Exercise details
An exact repetition of the records is required. Leave nothing out.

Collected data:

========================

PR #181, opened 2025-01-08
check-in and embed latest supported-gpus.json file

tariq1890:
Since we don't an authoritative source to retrieve the latest `supported-gpus.json`, we work around this by embedding the supported-gpus.json file into the `gpu-driver-util` application.

Once a publicly hosted link of supported-gpus.json, we can remove this dependency.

========================

Result of the task
PR #181, opened 2025-01-08
check-in and embed latest supported-gpus.json file

tariq1890:
Since we don't an authoritative source to retrieve the latest `supported-gpus.json`, we work around this by embedding the supported-gpus.json file into the `gpu-driver-util` application.

Once a publicly hosted link of supported-gpus.json, we can remove this dependency.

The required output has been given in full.